*Record extracts*

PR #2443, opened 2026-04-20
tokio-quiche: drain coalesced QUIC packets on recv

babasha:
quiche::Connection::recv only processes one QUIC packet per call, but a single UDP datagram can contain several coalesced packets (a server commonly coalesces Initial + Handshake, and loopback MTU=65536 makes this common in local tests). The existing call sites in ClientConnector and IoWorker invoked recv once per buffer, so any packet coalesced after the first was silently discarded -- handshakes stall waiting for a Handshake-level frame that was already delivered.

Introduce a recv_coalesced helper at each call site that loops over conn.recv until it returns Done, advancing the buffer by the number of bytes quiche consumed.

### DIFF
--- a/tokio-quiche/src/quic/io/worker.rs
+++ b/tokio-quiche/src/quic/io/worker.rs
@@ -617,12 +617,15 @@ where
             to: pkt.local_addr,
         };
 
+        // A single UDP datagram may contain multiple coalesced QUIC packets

*Exercise requirements*
In the entries above, find every line holding the word "that" and copy it out.

*Solution*
quiche::Connection::recv only processes one QUIC packet per call, but a single UDP datagram can contain several coalesced packets (a server commonly coalesces Initial + Handshake, and loopback MTU=65536 makes this common in local tests). The existing call sites in ClientConnector and IoWorker invoked recv once per buffer, so any packet coalesced after the first was silently discarded -- handshakes stall waiting for a Handshake-level frame that was already delivered.
Introduce a recv_coalesced helper at each call site that loops over conn.recv until it returns Done, advancing the buffer by the number of bytes quiche consumed.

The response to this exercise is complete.